EXERCISE PROMPT: Locate every line in the records below that contains the word "access", and copy each one.

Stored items
PR #999, opened 2021-03-03
Bug 1933269: Include LB members for Machines created on day-2 operation

MaysaMacedo:
The ports created for master VMs created on day-2 operation
have a different name pattern than the ones created on a
regular installation making it impossible for the CNO to
identify it and create a new member. This commit fixes the
issue by takeing into account the extra name pattern.


dulek:
I'm not 100% sure this is how we should handle it - shouldn't the fix in 4.8 be different than in 4.7…? Or do we handle 4.8 fix in another patch?

MaysaMacedo:
> I'm not 100% sure this is how we should handle it - shouldn't the fix in 4.8 be different than in 4.7…? Or do we handle 4.8 fix in another patch?
Isn't it required that the fix is first merged on 4.8 and only then backport to 4.7?
or your idea was to fix by removing the lb in 4.8 and on 4.7 propose this fix here?

MaysaMacedo:
My thinking was that the lb improvement would be included in another patch.

dulek:
/retest
/lgtm

Okay, makes sense to do it like this.

PR #1002, opened 2021-03-05
Bug 1935473: Include LB members for Machines created on day-2 operation

MaysaMacedo:
The ports created for master VMs created on day-2 operation
have a different name pattern than the ones created on a
regular installation making it impossible for the CNO to
identify it and create a new member. This commit fixes the
issue by takeing into account the extra name pattern.

### DIFF
--- a/pkg/platform/openstack/kuryr_bootstrap.go
+++ b/pkg/platform/openstack/kuryr_bootstrap.go
@@ -575,8 +575,12 @@ func BootstrapKuryr(conf *operv1.NetworkSpec, kubeClient client.Client) (*bootst
 	// the API. With healthchecks enabled for the pool we'll get masters added automatically
 	// when they're up and ready.
 	log.Print("Creating OpenShift API loadbalancer pool members")
-	r, _ := regexp.Compile(fmt.Sprintf("^%s-(master-port-[0-9]+|bootstrap-port)$", clusterID))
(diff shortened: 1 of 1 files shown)


pkg/platform/openstack/kuryr_bootstrap.go
```diff
@@ -575,8 +575,12 @@ func BootstrapKuryr(conf *operv1.NetworkSpec, kubeClient client.Client) (*bootst
 	// the API. With healthchecks enabled for the pool we'll get masters added automatically
 	// when they're up and ready.
 	log.Print("Creating OpenShift API loadbalancer pool members")
-	r, _ := regexp.Compile(fmt.Sprintf("^%s-(master-port-[0-9]+|bootstrap-port)$", clusterID))
+	r, _ := regexp.Compile(fmt.Sprintf("^%s-(master-port-[0-9]+|bootstrap-port+|master-[0-9])$", clusterID))
```
crawford, line 578: This expression looks incorrect. I believe it should instead read: `^%s-(master-port-[0-9]+|bootstrap-port|master-[0-9]+)$`. As it's written, "bootstrap-portttttttttttttttttt" will match and "master-10" will not (though "master-port-10" will).

MaysaMacedo: Thanks again for spotting this issue. Withh CI cooperation the fix on main branch can be merged by tomorrow and be included in this backport.

PR #1006, opened 2021-03-08
Bug 1936710: OSD-6600 network-metrics missing priorityClass

dofinn:
Backing porting from master.


wking:
/bugzilla refresh

Needs the 4.7 #1007 to land and be verified first.

PR #1669, opened 2022-12-16
Fix CNO crashing when Kuryr without MTU is set

dulek:
2cb56d8176756e57dd95d4940c620e88cae02342 moved around code setting default value for MTU when Kuryr is configured. The problem is that it also stopped to set it, which made CNO unable to update the .status on Network CR and the kube-apiserver-operator from correctly populating API IP in the certs.

This commit makes sure we always populate KuryrConfig.MTU with a value.


dulek:
/test e2e-openstack-kuryr

I tried locally again and it worked, so let's see.

dulek:
/assign @dcbw

Please take a look, this unblocks 4.13 with Kuryr and is a fairly obvious mistake.

dulek:
/retest-required
Kuryr job passed!

PR #1676, opened 2023-01-11
ovn-kubernetes: Allow node_mgmt_port_netdev_flags for non-DPU modes

wizhaoredhat:
The node_mgmt_port_netdev_flags is a feature flag of ovn-kubernetes and shouldn't be restricted to any particular modes of operation.

Signed-off-by: William Zhao <wizhao@redhat.com>

### DIFF
--- a/bindata/network/ovn-kubernetes/managed/ovnkube-node.yaml
+++ b/bindata/network/ovn-kubernetes/managed/ovnkube-node.yaml
@@ -446,9 +446,9 @@ spec:
             --loglevel "${OVN_KUBE_LOG_LEVEL}" \
             --inactivity-probe="${OVN_CONTROLLER_INACTIVITY_PROBE}" \
             ${gateway_mode_flags} \
+            ${node_mgmt_port_netdev_flags} \
             {{- if eq .OVN_NODE_MODE "dpu-host" }}
             --ovnkube-node-mode dpu-host \
-            ${node_mgmt_port_netdev_flags} \
             {{- end }}
             --metrics-bind-address "127.0.0.1:29103" \
             --ovn-metrics-bind-address "127.0.0.1:29105" \
--- a/bindata/network/ovn-kubernetes/self-hosted/ovnkube-node.yaml
+++ b/bindata/network/ovn-kubernetes/self-hosted/ovnkube-node.yaml
@@ -353,9 +353,9 @@ spec:
             --loglevel "${OVN_KUBE_LOG_LEVEL}" \
             --inactivity-probe="${OVN_CONTROLLER_INACTIVITY_PROBE}" \
             ${gateway_mode_flags} \
+            ${node_mgmt_port_netdev_flags} \
             {{- if eq .OVN_NODE_MODE "dpu-host" }}
             --ovnkube-node-mode dpu-host \
-            ${node_mgmt_port_netdev_flags} \
             {{- end }}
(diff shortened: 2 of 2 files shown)


zshi-redhat:
For reviewers:  the `node_mgmt_port_netdev_flags` is currently enabled by adding `OVNKUBE_NODE_MGMT_PORT_NETDEV` env var in the `env-overrides` configmap. It is a dev preview feature for DPU and tech preview feature for NIC (e.g. NVIDIA ConnectX-6).

trozet:
@jluhrsen do we have a bug for the migration job perma fail?

trozet (commented):
This seems to contradict what is in ovnk?
https://github.com/ovn-org/ovn-kubernetes/blob/master/go-controller/pkg/config/config.go#L1259

```
	&cli.StringFlag{
		Name: "ovnkube-node-mgmt-port-netdev",
		Usage: "valid only when ovnkube-node-mode is either dpu or dpu-host. " +
			"when provided, use this netdev as management port. it will be renamed to ovn-k8s-mp0 " +
			"and used to allow host network services and pods to access k8s pod and service networks. ",
		Value:       OvnKubeNode.MgmtPortNetdev,
		Destination: &cliConfig.OvnKubeNode.MgmtPortNetdev,
```

I guess this PR is to enable:
https://github.com/ovn-org/ovn-kubernetes/pull/3160
https://github.com/ovn-org/ovn-kubernetes/issues/3159

I'm a little confused about the real use case here with using full mode and netdev mgmt port.

jluhrsen:
> @jluhrsen do we have a bug for the migration job perma fail?

just created it @trozet 

https://issues.redhat.com/browse/SDN-3681

wizhaoredhat:
> This seems to contradict what is in ovnk? https://github.com/ovn-org/ovn-kubernetes/blob/master/go-controller/pkg/config/config.go#L1259
> 
> ```
> 	&cli.StringFlag{
> 		Name: "ovnkube-node-mgmt-port-netdev",
> 		Usage: "valid only when ovnkube-node-mode is either dpu or dpu-host. " +
> 			"when provided, use this netdev as management port. it will be renamed to ovn-k8s-mp0 " +
> 			"and used to allow host network services and pods to access k8s pod and service networks. ",
> 		Value:       OvnKubeNode.MgmtPortNetdev,
> 		Destination: &cliConfig.OvnKubeNode.MgmtPortNetdev,
> ```
> 
> I guess this PR is to enable: [ovn-org/ovn-kubernetes#3160](https://github.com/ovn-org/ovn-kubernetes/pull/3160) [ovn-org/ovn-kubernetes#3159](https://github.com/ovn-org/ovn-kubernetes/issues/3159)
> 
> I'm a little confused about the real use case here with using full mode and netdev mgmt port.

@trozet That string flag is definitely an oversight. It should include a description when using it in Full mode.

Yes it is to enable those list of PRs you mentioned. The real use case for Full mode is to offload "some" traffic that goes through the mgmt port in the case when host pods tries to communicated with pods on the same node. It is a very limited use case for Full mode. But we are using Full mode as an easy way to prototype changes for DPU mode. This PR just makes it easier for us to debug stuff in Full mode. We actually have to design and implement a way to easily reserve VFs for system host pods (e.g. ovnkube-node).

trozet (approved):
/lgtm

PR #1677, opened 2023-01-12
OCPBUGS-4417: Added missing API field podref to OverlappingRangeIPReservation CRD

nicklesimba:
The OverlappingRangeIPReservation CRD was missing the podref field. Because of this, an issue occurs when the ip-reconciler code from whereabouts get executed, where the ip-reconciler will incorrectly view a pod as not alive, and consequently incorrectly delete the OverlappingRangeIPReservation object from kubernetes. 

I updated the CRD to include the podref field.

Signed-off-by: nicklesimba <simha.nikhil@gmail.com>

### DIFF
--- a/bindata/network/additional-networks/crd/001-crd.yaml
+++ b/bindata/network/additional-networks/crd/001-crd.yaml
@@ -143,6 +143,8 @@ spec:
             properties:
               containerid:
                 type: string
+              podref:
+                type: string
             required:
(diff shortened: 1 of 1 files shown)


nicklesimba:
I made a dummy PR with no changes to see if network-migration job will fail there - to isolate if the failure is due to my PR or not. Waiting on results...

PR #1678, opened 2023-01-12
OSASINFRA-3075 - sync_vips: allow external LB on OpenStack platform

EmilienM:
If the VIPs aren't defined in the PlatformStatus, don't try to sync the
vips, they don't exist.


EmilienM:
I'm closing it because for now we don't need this one anymore, see https://github.com/openshift/enhancements/pull/1322

PR #1679, opened 2023-01-12
OCPBUGS-5802: Update github.com/Masterminds/sprig to v3

bn222:
Sprig is a dependency of cno which is in turn a dependency of multiple projects while the old sprig has a vulnerability.


jcaamano:

not related to this PR

PR #1688, opened 2023-01-18
sdn: stop mounting host's / in sdn container

dcbw:
With https://github.com/openshift/sdn/pull/496 merged we no longer need host's / in the container.


danwinship:
/retest

`F0118 22:29:20.984819   58103 cmd.go:118] Failed to start sdn: failed to set up iptables: failed to ensure chain OPENSHIFT-NOTRACK exists: error creating chain \"OPENSHIFT-NOTRACK\": exit status 125: chroot: cannot change root directory to '/host': No such file or directory`

looks like it didn't pick up the new sdn image

PR #1695, opened 2023-01-26
Fix/Update ovn-kind-cno.sh script

jluhrsen:
4.12 uses k8s 1.25 and although 1.25.6 is the most recent k8s version of 1.25, the most recent kindest/node tag is based on 1.25.3

also cleans up a few small typo/grammar things


jluhrsen:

ANSWER TO THIS PROBLEM:
			"and used to allow host network services and pods to access k8s pod and service networks. ",
> 			"and used to allow host network services and pods to access k8s pod and service networks. ",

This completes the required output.